> [WHAT TO WORK ON]: From the line with "- targeted pre-commit (including" to the last line of the data below, repeat every line exactly and add nothing.

> [MATERIAL FOR THE TASK]:
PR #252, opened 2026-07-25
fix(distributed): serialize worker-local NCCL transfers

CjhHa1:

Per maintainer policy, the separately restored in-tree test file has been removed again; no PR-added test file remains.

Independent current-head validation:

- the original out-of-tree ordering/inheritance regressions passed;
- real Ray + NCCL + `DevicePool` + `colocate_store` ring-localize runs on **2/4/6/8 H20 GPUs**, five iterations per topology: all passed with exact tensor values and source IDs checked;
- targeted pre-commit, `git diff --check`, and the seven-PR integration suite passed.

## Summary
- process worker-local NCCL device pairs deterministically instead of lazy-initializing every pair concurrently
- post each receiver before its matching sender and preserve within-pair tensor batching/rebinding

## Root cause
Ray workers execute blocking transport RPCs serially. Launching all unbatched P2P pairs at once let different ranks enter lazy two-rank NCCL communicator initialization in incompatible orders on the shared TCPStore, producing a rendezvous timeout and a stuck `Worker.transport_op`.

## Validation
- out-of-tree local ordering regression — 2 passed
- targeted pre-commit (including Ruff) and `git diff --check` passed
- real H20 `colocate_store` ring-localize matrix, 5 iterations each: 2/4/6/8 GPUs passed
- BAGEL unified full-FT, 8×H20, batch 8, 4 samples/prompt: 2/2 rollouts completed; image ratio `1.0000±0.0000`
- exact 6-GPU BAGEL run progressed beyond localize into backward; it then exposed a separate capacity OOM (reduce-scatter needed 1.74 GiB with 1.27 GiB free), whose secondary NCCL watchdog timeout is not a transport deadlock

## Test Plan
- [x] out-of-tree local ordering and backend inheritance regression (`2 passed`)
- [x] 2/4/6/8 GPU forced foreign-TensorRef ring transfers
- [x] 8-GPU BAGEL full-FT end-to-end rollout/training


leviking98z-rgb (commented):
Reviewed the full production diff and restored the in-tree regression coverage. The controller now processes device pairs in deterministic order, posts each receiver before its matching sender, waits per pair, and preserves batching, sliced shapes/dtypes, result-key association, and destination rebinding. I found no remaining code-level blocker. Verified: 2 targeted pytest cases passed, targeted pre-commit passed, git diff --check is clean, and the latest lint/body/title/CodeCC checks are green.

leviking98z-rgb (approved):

> [THE COMPLETED TASK]:
- targeted pre-commit (including Ruff) and `git diff --check` passed
- real H20 `colocate_store` ring-localize matrix, 5 iterations each: 2/4/6/8 GPUs passed
- BAGEL unified full-FT, 8×H20, batch 8, 4 samples/prompt: 2/2 rollouts completed; image ratio `1.0000±0.0000`
- exact 6-GPU BAGEL run progressed beyond localize into backward; it then exposed a separate capacity OOM (reduce-scatter needed 1.74 GiB with 1.27 GiB free), whose secondary NCCL watchdog timeout is not a transport deadlock

## Test Plan
- [x] out-of-tree local ordering and backend inheritance regression (`2 passed`)
- [x] 2/4/6/8 GPU forced foreign-TensorRef ring transfers
- [x] 8-GPU BAGEL full-FT end-to-end rollout/training


leviking98z-rgb (commented):
Reviewed the full production diff and restored the in-tree regression coverage. The controller now processes device pairs in deterministic order, posts each receiver before its matching sender, waits per pair, and preserves batching, sliced shapes/dtypes, result-key association, and destination rebinding. I found no remaining code-level blocker. Verified: 2 targeted pytest cases passed, targeted pre-commit passed, git diff --check is clean, and the latest lint/body/title/CodeCC checks are green.

leviking98z-rgb (approved):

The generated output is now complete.